Available data Block Start

PR #725, opened 2021-05-18
DomainDesignerTest - fix for FieldValidator.toJSONObject() to include "expression"

cnathe:
#### Rationale
A few DomainDesignerTest cases started failing after this PR was merged: https://github.com/LabKey/testAutomation/pull/714.
There was a necessary change in that PR so that the FieldDefinition.java test class would properly call the toJSONObject method. This PR fixes up the FieldValidator.toJSONObject part of that class to include the required "expression" property.

#### Related Pull Requests
* https://github.com/LabKey/testAutomation/pull/714

#### Changes
* Update for FieldValidator.toJSONObject() to include "expression"

PR #727, opened 2021-05-18
Fix errors when defining domains with lookups over API

labkey-tchad:
#### Rationale
Until recently, `FieldDefinition.toJSONObject()` was getting inadvertently bypassed. Now that it is getting invoked as designed, some tests are revealing that the current implementation has some issues. Overriding `getAllProperties` interferes with the functionality of PropertyDescriptor less than overriding `toJSONObject`.

#### Related Pull Requests
* #714 

#### Changes
* Refactor `FieldDefinition` to override `getAllProperties` instead of `toJSONObject`

### DIFF
--- a/src/org/labkey/test/params/FieldDefinition.java
+++ b/src/org/labkey/test/params/FieldDefinition.java
@@ -22,33 +22,26 @@ import org.labkey.remoteapi.domain.PropertyDescriptor;
 import org.labkey.remoteapi.query.Filter;
 import org.labkey.test.components.html.OptionSelect;
 
+import java.util.HashMap;
 import java.util.List;
+import java.util.Map;
 
 public class FieldDefinition extends PropertyDescriptor
 {
     // for UI helpers
     private ColumnType _type;
     private LookupInfo _lookup;
-
-    // Field properties not supported by PropertyDescriptor
-    private Integer _scale;
-    private Boolean _shownInDetailsView;
-    private Boolean _shownInInsertView;
-    private Boolean _shownInUpdateView;
-    private Boolean _isPrimaryKey;
-    private Boolean _lookupValidatorEnabled;
-    private String _url;
-    private List<FieldValidator<?>> _validators;
-    private String _importAliases;
-    private String _sourceOntology;
-    private String _conceptLabelColumn;
-    private String _conceptImportColumn;
-    private String _principalConceptCode;
     private String _principalConceptSearchExpression;
+
+    // Stash validator collection to avoid having to convert back from JSON Maps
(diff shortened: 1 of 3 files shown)


labkey-chrisj:
If this hasn't been mentioned for you yet, the BVT failures in DomainDesignerTest were addressed in this PR: https://github.com/LabKey/testAutomation/pull/725

It turns out that the expression part of a range validator is required, but we weren't writing that into JSON

src/org/labkey/test/params/FieldDefinition.java
```diff
@@ -195,147 +170,152 @@ public PropertyDescriptor setLookup(String schema, String query, String containe
...
     {
-        super.setHidden(hidden);
+        setFieldProperty("scale", scale);
         return this;
     }
 
     public Boolean isPrimaryKey()
     {
-        return  _isPrimaryKey;
+        return (Boolean) getFieldProperty("isPrimaryKey");
```
labkey-danield, line 219: I'm sure this works, but just curious if it would be better/safer to do `Boolean.valueOf(getFieldProperty("isPrimaryKey"))`?

src/org/labkey/test/util/ListHelper.java
```diff
@@ -507,14 +507,20 @@ public RangeValidator(String name, String description, String message, RangeType
     @Deprecated
     public static class ListColumn extends FieldDefinition
     {
-        public ListColumn(String name, String label, ListColumnType type, String description, String format, LookupInfo lookup, FieldValidator validator, String url, Integer scale)
+        public ListColumn(String name, String label, ListColumnType type, String description, String format, LookupInfo lookup, FieldValidator<?> validator, String url, Integer scale)
```
labkey-danield, line 510: I realize we may not have the time right now, but since this is deprecated, shouldn't we stop fixing it and move existing code to it's replacement?

labkey-danield (approved):
This looks ok to me, but I noticed there are two BVT failures. Are they related to this change?

src/org/labkey/test/util/ListHelper.java
labkey-tchad: We definitely should. I started pulling that thread but quickly realized it would take over the PR.

labkey-chrisj (approved):
Thanks for doing this; these changes address questions I've had for a while but have been reticent to touch.

src/org/labkey/test/params/FieldDefinition.java
labkey-tchad: We have full control of what goes into the property Map. Somebody would have to go out of their way to make this not work.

Available data Block End

_About this task_
Each line above that contains "return" counts once; report the total of such lines and nothing more.

_Task output_
3